RFR/RFC: Tax-and-Spend allocation pacing

Thu Mar 8 17:48:23 UTC 2018

http://cr.openjdk.java.net/~shade/shenandoah/tax-and-spend/webrev.01/

Please review this at your leisure, as I would have time to revisit this only next week. There are
lots of comments in the source code itself.

This implements a simple Tax-and-Spend allocation pacing, and it is needed to catch up with
application allocations when either the GC cycle is in progress (e.g. when LDS is high, and not
enough free space is available, or there is an allocation spike), or when we are idle (e.g. heap is
small, and control loop has to react swiftly to start the GC).

This plays into our usual degradation scheme: if we blow the pacing budget, we would allocate, and
hope for the best. In worst case, we would Degenerate, as usual, instead of stalling the
applications threads indefinitely.

It will naturally allow higher allocation rates with larger heaps, while keeping application at bay
with small-to-moderate heaps.
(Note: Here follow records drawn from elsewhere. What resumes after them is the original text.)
PR #386, opened 2023-10-24
Add CVE-2023-5363 for openssl as fixed.

dlorenc:


dlorenc:
https://github.com/wolfi-dev/os/pull/7314

openssl.advisories.yaml
```diff
@@ -199,3 +199,10 @@ advisories:
         data:
           type: vulnerable-code-not-included-in-package
           note: Component is only vulnerable when running under Windows.
+
+  - id: CVE-2023-5363
+    events:
+      - timestamp: 2023-10-24T15:21:00Z
+        type: fixed
+        data:
+          fixed-version: 3.1.4-r0
```
cpanato, line 208: my understanding was if is a updated package (epoch 0) we dont need to add the adv, am I wrong? cc @luhring

cpanato (approved):

openssl.advisories.yaml
luhring: We should still note the fix, even if it was provided by upstream

luhring (approved):

PR #402, opened 2023-10-26
add entry for terraform regarding GHSA-m425-mq94-257g cve

cpanato:
related to https://github.com/wolfi-dev/os/pull/7441

### DIFF
--- a/terraform.advisories.yaml
+++ b/terraform.advisories.yaml
@@ -24,3 +24,10 @@ advisories:
         type: fixed
         data:
           fixed-version: 1.5.5-r6
+
+  - id: GHSA-m425-mq94-257g
+    events:
+      - timestamp: 2023-10-26T11:40:34Z
+        type: fixed
+        data:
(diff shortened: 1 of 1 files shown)


terraform.advisories.yaml
```diff
@@ -24,3 +24,10 @@ advisories:
         type: fixed
         data:
           fixed-version: 1.5.5-r6
+
+  - id: GHSA-m425-mq94-257g
```
hectorj2f, line 28: Don't we have the normalized CVE ID ? So we can use that one instead, and set this one as the alias.

cpanato: looks like they dont have direct connection

hectorj2f (approved):

terraform.advisories.yaml
hectorj2f: Okay. It can happen sometimes.

luhring (approved):

PR #412, opened 2023-10-27
Advisories for trino

pdeslaur:
So.... I ended up marking all the `trino` vulnerabilities as true-positive. Arguably CVE-2023-44981 is LIKELY a false-positive, but I can verify that the offending class is included in the package. At that point, I feel more comfortable marking it as a true positive.


k4leung4 (approved):

luhring (approved):
I love the thoroughness here ❤️

PR #432, opened 2023-11-01
reports for npm package CVEs

developer-guy:


luhring:
This is looking good. For the notes for `type: pending-upstream-fix`, it'd be great if we can explain why we're not fixing it ourselves and why upstream needs to be the ones to do it

kubeflow-pipelines.advisories.yaml
```diff
@@ -192,11 +238,72 @@ advisories:
...
+        type: pending-upstream-fix
+        data:
+          note: crypto-js should be upgraded to 4.2.0
+
+  - id: GHSA-2jcg-qqmg-46q6
+    events:
+      - timestamp: 2023-11-01T07:13:06Z
+        type: pending-upstream-fix
+        data:
+          note: monorepo-symlink-test should be upgraded
```
julienv3, line 288: This is a false positive;
https://github.com/browserify/resolve/issues/288

kubeflow-pipelines.advisories.yaml
```diff
@@ -43,25 +43,26 @@ advisories:
...
           note: Waiting for upstream release to pick up one of k8s.io/kubernetes 0.17.0+.
 
-  - id: CVE-2019-11253
-    aliases:
-      - GHSA-pmqp-h87c-mr78
+  - id: CVE-2020-15168
     events:
-      - timestamp: 2023-09-30T14:48:25Z
-        type: false-positive-determination
+      - timestamp: 2023-11-01T07:08:15Z
```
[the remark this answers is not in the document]
developer-guy: I didn't mean to delete anything this was a mistake while resolving conflicts by me sorry about that

kubeflow-pipelines.advisories.yaml
```diff
@@ -43,25 +43,26 @@ advisories:
         data:
           note: Waiting for upstream release to pick up one of k8s.io/kubernetes 0.17.0+.
 
-  - id: CVE-2019-11253
-    aliases:
-      - GHSA-pmqp-h87c-mr78
+  - id: CVE-2020-15168
```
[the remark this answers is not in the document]
developer-guy: afaik, this aliases won't add automatically at the time of writing this, we add them manually.

kubeflow-pipelines.advisories.yaml
```diff
@@ -43,25 +43,26 @@ advisories:
...
-          type: vulnerable-code-not-included-in-package
-          note: Go vulndb has marked this code NOT_IMPORTABLE.
+          note: date-and-time should be upgraded 0.14.2
+
+  - id: CVE-2020-8237
+    events:
+      - timestamp: 2023-11-01T06:55:52Z
+        type: pending-upstream-fix
+        data:
+          note: json-bigint should be upgraded 1.0.0
```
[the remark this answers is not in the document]
developer-guy: amazing!

kubeflow-pipelines.advisories.yaml
```diff
@@ -192,11 +288,77 @@ advisories:
...
+          note: cannot fix the CVE because there were no patched versions since the 'request' package is no longer supported by the maintainer.
+
+  - id: CVE-2023-34104
+    aliases:
+      - GHSA-6w63-h3fj-q4vw
+    events:
+      - timestamp: 2023-11-01T06:56:37Z
+        type: pending-upstream-fix
+        data:
+          note: fast-xml-parser should be upgraded to 4.2.4
```
mamccorm, line 314: This comment will need updated as well

kubeflow-pipelines.advisories.yaml
```diff
@@ -192,11 +288,77 @@ advisories:
...
+
+  - id: CVE-2023-43804
+    events:
+      - timestamp: 2023-11-01T11:36:40Z
+        type: pending-upstream-fix
+        data:
+          note: urllib3 should be upgraded to 1.26.17
```
mamccorm, line 321: This comment will need updated as well

kubeflow-pipelines.advisories.yaml
```diff
@@ -192,11 +288,77 @@ advisories:
...
+
+  - id: CVE-2023-45803
+    events:
+      - timestamp: 2023-11-01T11:36:15Z
+        type: pending-upstream-fix
+        data:
+          note: urllib3 should be upgraded to 1.26.18
```
mamccorm, line 328: This comment will need updated as well

kubeflow-pipelines.advisories.yaml
```diff
@@ -192,11 +288,77 @@ advisories:
...
+
+  - id: CVE-2023-46233
+    events:
+      - timestamp: 2023-11-01T06:38:31Z
+        type: pending-upstream-fix
+        data:
+          note: crypto-js should be upgraded to 4.2.0
```
mamccorm, line 335: This comment will need updated as well

kubeflow-pipelines.advisories.yaml
```diff
@@ -192,11 +288,77 @@ advisories:
...
+        type: pending-upstream-fix
+        data:
+          note: '''node-forge'' is a transitive dependency of ''google-p12-pem'', which is pinned to an old release. Attempts to patch have been unsuccessful, as the new releases introduced a lot of changes. Waiting on upstream to address.'
+
+  - id: GHSA-x3cc-x39p-42qx
+    events:
+      - timestamp: 2023-11-01T07:03:32Z
+        type: pending-upstream-fix
+        data:
+          note: fast-xml-parser should be upgraded to 4.1.2
```
mamccorm, line 364: This comment will need updated as well

kubeflow-pipelines.advisories.yaml
developer-guy: fast-xml-parser this one and this crypto-js are both main dependencies. So, I tried to bump their version through the `overrides` section in the package.json but it didn't work so I left the note as `fast-xml-parser should be upgraded to <version>`.

kubeflow-pipelines.advisories.yaml
developer-guy: fast-xml-parser this one and this crypto-js are both main dependencies. So, I tried to bump their version through the `overrides` section in the package.json but it didn't work so I left the note as `fast-xml-parser should be upgraded to <version>`.

kubeflow-pipelines.advisories.yaml
developer-guy: fast-xml-parser this one and this crypto-js are both main dependencies. So, I tried to bump their version through the `overrides` section in the package.json but it didn't work so I left the note as `fast-xml-parser should be upgraded to <version>`.

kubeflow-pipelines.advisories.yaml
developer-guy: fast-xml-parser this one and this crypto-js are both main dependencies. So, I tried to bump their version through the `overrides` section in the package.json but it didn't work so I left the note as `fast-xml-parser should be upgraded to <version>`.

kubeflow-pipelines.advisories.yaml
developer-guy: same.

kubeflow-pipelines.advisories.yaml
mamccorm: @developer-guy  we're still going to need a better description than what we have now. Think of it from the customers perspective, they would look at this feed and see that we've marked as pending-upstream-fix, and we've told them something should be upgraded.

Thats not clear at all so we'll need to re-work the note

mamccorm: This one looks like we have the ability to patch. Going from v4.2.5 to v4.3.2 of the fast-xml-parser plugin seems reasonable. I pulled down the source and i was able to patch the `frontend/server/package-lock.json` and compile successfully.

Also it does not look like the upstream [package-lock.json](https://github.com/kubeflow/pipelines/commits/master/frontend/package-lock.json) is updated very often. And when it is updated it looks like individual line changes mostly vs a re-generation of the whole file. I think we should be okay to patch this? 

@julienv3 thoughts?

developer-guy: I'd like to highlight some point tough because the CVE says you should upgrade `fast-xml-parser` to 4.2.4 since you were using the older version `3.21.1` but when I had a look at the source code of the frontend project, there is no version like `3.21.1` for `fast-xml-parser`, so, we should understand where it actually comes from first. Because according to the source code we seem using `4.2.5` as dep of `@aws-sdk/client-sts`, [here](https://github.com/kubeflow/pipelines/blob/d9c3b86adc4dc03beb623dc6ec8230347051200c/frontend/server/package-lock.json#L308).

julienv3: The changelog https://github.com/NaturalIntelligence/fast-xml-parser/blob/master/CHANGELOG.md doesn't mention breaking changes, you can try it out and see if the frontend still loads, although again this is hard to validate unless we have our own full test setup - it's a runtime dependency, it might be used in specific conditions, and different input could cause different behavior.

kubeflow-pipelines.advisories.yaml
developer-guy: I fixed that issue in the package, so we don't this one anymore.

kubeflow-pipelines.advisories.yaml
developer-guy: I fixed that in the package so we don't need this anymore.

kubeflow-pipelines.advisories.yaml
```diff
@@ -200,3 +210,20 @@ advisories:
         data:
           type: vulnerable-code-not-included-in-package
           note: Vulnerable code is part of the Kubernetes ServiceAccount admission plugin which is not importable and also code was marked NOT_IMPORTABLE in Golang vulndb
+
+  - id: CVE-2023-28155
+    aliases:
+      - GHSA-p8p7-x288-28g6
+    events:
+      - timestamp: 2023-11-01T07:12:35Z
+        type: fix-not-planned
```
pdeslaur, line 219: `fix-not-planned` implies that we don't ever expect to see this vulnerability to go away. Given this package isn't pinned to an older version, I'd recommend using the status `pending-upstream-fix`. Upstream in this case refers to the `kubeflow-pipelines` project. That project could eventually migrate away from needing the `request` package.

developer-guy: okay that makes sense, thanks @pdeslaur 🤝

luhring (approved):

PR #456, opened 2023-11-03
fix: GHSA-m425-mq94-257g

hectorj2f:
related to https://github.com/wolfi-dev/os/pull/7953/files


luhring (commented):
Let's add the alias too

luhring (approved):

I have not been able to make the implementation into the performance
bottleneck even in the torturous 1+ TB/sec allocation tests, with enough heap available.

Passes hotspot_gc_shenandoah, but not all heuristics are implemented yet.

Motivational examples ["Easy does it", "haste makes waste", Gil's Ferrari-around-the-tree and other
adages apply when interpreting the results]:

=== Allocating "new Object()" in 16 threads and tiny -Xmx128m heap:

NOTE: This test basically tests if heuristics is able to catch up fast enough.

--- Before:

 Time per alloc:    34.192 ±    4.929  ns/op
 Allocation rate: 9730.235 ± 1526.052  MB/sec

   945 successful concurrent GCs
       0 invoked explicitly

  1280 Degenerated GCs
    1280 caused by allocation failure
       208 happened at Outside of Cycle
       778 happened at Mark
       291 happened at Evacuation
         3 happened at Update Refs
     604 upgraded to Full GC

   717 Full GCs
       0 invoked explicitly
     113 caused by allocation failure
     604 upgraded from Degenerated GC

--- After:

 Time per op:      175.004 ±  10.537 ns/op
 Allocation rate: 1900.956 ± 149.273 MB/sec

    377 successful concurrent GCs
       0 invoked explicitly

     0 Degenerated GCs
       0 caused by allocation failure
       0 upgraded to Full GC

     0 Full GCs
       0 invoked explicitly
       0 caused by allocation failure
       0 upgraded from Degenerated GC

=== TreeFragger with 16 threads, ~20 GB LDS and -Xmx30g:

NOTE: Allocation pacing provides *higher* average allocation rate, because STW GCs hurt.

--- Before

 Time per op:       166.156 ±   94.360 ns/op
 Allocation rate:  2469.184 ± 1466.191 MB/sec

     3 successful concurrent GCs
       0 invoked explicitly

    40 Degenerated GCs
      40 caused by allocation failure
         4 happened at Outside of Cycle
        36 happened at Mark
       1 upgraded to Full GC

    11 Full GCs
       0 invoked explicitly
      10 caused by allocation failure
       1 upgraded from Degenerated GC

--- After

 Time per op:       62.819 ±  104.797 ns/op
 Allocation rate: 5716.089 ± 1748.301 MB/sec

    97 successful concurrent GCs
       0 invoked explicitly

     0 Degenerated GCs
       0 caused by allocation failure
       0 upgraded to Full GC

     0 Full GCs
       0 invoked explicitly
       0 caused by allocation failure
       0 upgraded from Degenerated GC

Thanks,
-Aleksey